PR #8755, opened 2020-03-11
Fix render loop after changing locale with override setting

KDSBrowne:
This PR fixes the issue where the client gets stuck in a render loop after trying to change the locale via the UI settings, if the `overrideLocale` config is set.

To test in `settings.yml` set the `overrideLocale` to any supported locale. Once the client loads, change the client locale via the UI settings.  Should no longer cause the client to keep reloading  infinitely.

Was mentioned in #8336


stieuquy:
Wow! @KDSBrowne  when can I deploy that fix in production environment?

PR #8771, opened 2020-03-12
HTML5 client log in: Only request to validate auth token once

antobinary:
Reorganizing the login process to avoid a repetitive request for auth token validation first introduced in https://github.com/bigbluebutton/bigbluebutton/pull/6384 

The benefit of this PR is simplifying the logic process and reducing the load onto the system when users attempt to log in. When this merges we should be able to handle higher number of logins per minute.

The biggest risk of this PR is increasing the rate of users being unable to log in. If I have done things right, this should not happen.


capilkey:
I think there's an edge that this is missing. If the client is disconnected/reconnecting when it tries to send the validate message it will miss its one opportunity. This happens because in makeCall we throw out some requests if it isn't connected.

I think this needs a try/catch to handle the failure case and in that scenario it could either watch connection state or delay and try again.

PR #8779, opened 2020-03-14
enhance czech client translation

prazape:
I have translated several more sentences for czech language UI.


capilkey:
We don't take translation pull requests. Please do the translations in our Transifex project, https://www.transifex.com/bigbluebutton/bigbluebutton-v22-html5-client/

PR #8812, opened 2020-03-19
Locales: Improve Spanish Translation

mpellicer:
Provides consistency in the Spanish translation using common terminology around "Meeting", "Join" or "Webcam". Fixes many typos and grammar mistakes.


antobinary:
Hi @mpellicer,
Thank you for your contribution! The BigBlueButton project uses Transifex for the localization effort. We ask community members to use the BigBlueButton Transifex project to contribute with localizations as that platform is best suited for the translation, review, etc. We cannot really judge here what is most accurate form for each language so we just pull the output of Transifex.

Feel free to contribute through Transifex but unfortunately we cannot merge this pull request as it will create hundreds of conflicts next time we pull from Transifex...

PR #8830, opened 2020-03-21
Update bbb-record script

rriscado:
fixed: When we run "bbb-record --list", the script are very slow to read events.xml, when this XML file is very bigger.

### DIFF
--- a/bigbluebutton-config/bin/bbb-record
+++ b/bigbluebutton-config/bin/bbb-record
@@ -613,7 +613,7 @@ for meeting in $(cat $tmp_file | sort -t - -k 2 -r| uniq); do
 
 	if [ -f /var/bigbluebutton/recording/raw/$recording/events.xml ]; then
 		echo -n "   "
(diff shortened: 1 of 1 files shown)


antobinary:
Hi @rriscado ,

Thank you for your contribution! Could you please confirm if you signed the Contributor License Agreement http://docs.bigbluebutton.org/support/faq.html#why-do-i-need-to-sign-a-contributor-license-agreement-to-contribute-source-code ?

rriscado:
> Hi @rriscado ,
> 
> Thank you for your contribution! Could you please confirm if you signed the Contributor License Agreement http://docs.bigbluebutton.org/support/faq.html#why-do-i-need-to-sign-a-contributor-license-agreement-to-contribute-source-code ?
= = = = =
:: Aim of the exercise ::
Restate the data word for word. Begin at its first line, end at the line that contains "This PR fixes", and include both.

:: Answer for the task ::
PR #8755, opened 2020-03-11
Fix render loop after changing locale with override setting

KDSBrowne:
This PR fixes the issue where the client gets stuck in a render loop after trying to change the locale via the UI settings, if the `overrideLocale` config is set.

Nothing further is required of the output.